Stored items
════════

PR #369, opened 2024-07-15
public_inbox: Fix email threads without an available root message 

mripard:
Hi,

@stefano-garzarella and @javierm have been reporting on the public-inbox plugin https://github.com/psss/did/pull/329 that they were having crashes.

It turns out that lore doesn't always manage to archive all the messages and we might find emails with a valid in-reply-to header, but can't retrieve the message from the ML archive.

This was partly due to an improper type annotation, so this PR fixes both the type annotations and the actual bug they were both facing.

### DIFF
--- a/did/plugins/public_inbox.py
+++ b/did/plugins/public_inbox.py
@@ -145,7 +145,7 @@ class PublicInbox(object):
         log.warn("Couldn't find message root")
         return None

════════

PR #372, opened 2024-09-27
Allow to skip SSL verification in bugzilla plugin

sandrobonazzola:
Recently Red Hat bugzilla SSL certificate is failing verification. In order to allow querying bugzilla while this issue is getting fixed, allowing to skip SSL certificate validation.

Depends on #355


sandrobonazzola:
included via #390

════════

**What to produce:**
What you return must be the lines above that run from the line with "PR #369, opened 2024-07-15" to the line with "were having crashes.", inclusive, each copied exactly.

**Your response:**
PR #369, opened 2024-07-15
public_inbox: Fix email threads without an available root message 

mripard:
Hi,

@stefano-garzarella and @javierm have been reporting on the public-inbox plugin https://github.com/psss/did/pull/329 that they were having crashes.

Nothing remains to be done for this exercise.